====== MATERIAL FOR THE TASK ======

Issue #1945, opened 2026-08-04
ref(attachments): rework to be `sentry_value_t`-based


JoshuaMoelans:
Follow-up to #1934 as brought up by @jpnurmi  ; the fix we provided there works for now, but looking forward we'd ideally end up with a more robust attachments-handling system by implementing the following:

- replace heap-allocated `sentry_attachment_t` objects with `sentry_value_t`-backed value types,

======

In the data above, find the line containing "ref(attachments): rework to", then copy it and every later line exactly.

[EXERCISE SOLUTION]:
ref(attachments): rework to be `sentry_value_t`-based


JoshuaMoelans:
Follow-up to #1934 as brought up by @jpnurmi  ; the fix we provided there works for now, but looking forward we'd ideally end up with a more robust attachments-handling system by implementing the following:

- replace heap-allocated `sentry_attachment_t` objects with `sentry_value_t`-backed value types,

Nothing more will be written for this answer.